Inicio » Sin categorizar » ASUS ROG STRIX B850-I Gaming WIFI7 W: Mini-ITX AM5 blanca para builds compactas de alto nivel

ASUS ROG STRIX B850-I Gaming WIFI7 W: Mini-ITX AM5 blanca para builds compactas de alto nivel

por ytools
0 comentario 0 vistas

Los PCs totalmente blancos dejaron de ser una rareza de foros de modding para convertirse en uno de los estilos más buscados en setups de gaming y creador de contenido. Gabinetes con cristal templado, tiras RGB discretas y componentes en tonos claros piden una placa base que acompañe.
ASUS ROG STRIX B850-I Gaming WIFI7 W: Mini-ITX AM5 blanca para builds compactas de alto nivel
Ahí es donde entra la ASUS ROG STRIX B850-I Gaming WIFI7 W: una placa madre Mini-ITX para plataforma AM5, pensada para equipos muy compactos, con estética blanca casi total y un nivel de prestaciones que compite sin miedo con placas ATX de gama alta.

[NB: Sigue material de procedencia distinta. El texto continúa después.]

PR #823, opened 2020-06-25
feat(iot-dev): Adding client options for modules (edge)

bikamani:


device/iot-device-client/src/main/java/com/microsoft/azure/sdk/iot/device/ModuleClient.java
```diff
@@ -185,13 +185,36 @@ public static ModuleClient createFromEnvironment() throws ModuleClientException
         return createFromEnvironment(IotHubClientProtocol.AMQPS);
     }
 
+    /**
+     * Create a module client instance from your environment variables
+     * @param clientOptions The options that allow configuration of the module client instance during initialization
+     * @return the created module client instance
+     * @throws ModuleClientException if the module client cannot be created
+     */
+    public static ModuleClient createFromEnvironment(ClientOptions clientOptions) throws ModuleClientException
```
timtay-microsoft, line 194: This is a tricky constructor in practice. Right now, AMQP is the default protocol, and the modelId changes are only applicable for MQTT. ClientOptions does encapsulate the SSLContext though, which may make this constructor worthwile. Can you double check that the SSLContext is used correctly from this constructor?

device/iot-device-client/src/test/java/tests/unit/com/microsoft/azure/sdk/iot/device/ModuleClientTest.java
```diff
@@ -135,6 +138,38 @@ public void constructorThrowsForHTTP() throws URISyntaxException, ModuleClientEx
         new ModuleClient(connectionString, IotHubClientProtocol.HTTPS);
     }
 
+    @Test
+    public void constructorWithModelIdSuccess(final @Mocked System mockedSystem) throws URISyntaxException, IOException, ModuleClientException {
+        //arrange
+        final IotHubClientProtocol protocol = IotHubClientProtocol.AMQPS;
```
abhipsaMisra, line 144: use mqtt here instead

device/iot-device-client/src/main/java/com/microsoft/azure/sdk/iot/device/ModuleClient.java
timtay-microsoft: Especially check the case when the user provides certs in the environment variables

bikamani: yes right, I'll change default to MQTT. Also checked, ssl context will be set correctly with this constructor by DeviceClientConfig

device/iot-device-client/src/test/java/tests/unit/com/microsoft/azure/sdk/iot/device/ModuleClientTest.java
bikamani: will do

device/iot-device-client/src/main/java/com/microsoft/azure/sdk/iot/device/ModuleClient.java
timtay-microsoft: What happens if I pass in an SSLContext in the clientOptions and have extra trusted certs in my environment variables? Does the SSLContext take precedence? If so, you'll need to add a note in the javadoc about that

device/iot-device-client/src/test/java/tests/unit/com/microsoft/azure/sdk/iot/device/ModuleClientTest.java
bikamani: Rethinking about this, it is actually fine to leave it as it is. Here we just want to make sure model id is set correctly with this constructor no matter which protocol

En esencia, esta placa es una reinterpretación en blanco de la ya conocida ROG STRIX B850-I Gaming WIFI. ASUS mantiene la base técnica que ya funcionaba bien y la viste con un nuevo esquema de color: disipadores en blanco y gris claro, carenados limpios y detalles ROG sutiles. Debajo del diseño se encuentra el socket AM5, compatible con la generación actual de procesadores Ryzen y preparado para futuras familias, incluyendo APU basadas en Zen 5 y futuros chips Zen 6. Es decir, no es una placa de una sola generación: sirve como plataforma de largo recorrido para quien planea ir actualizando CPU sin cambiar todo el sistema.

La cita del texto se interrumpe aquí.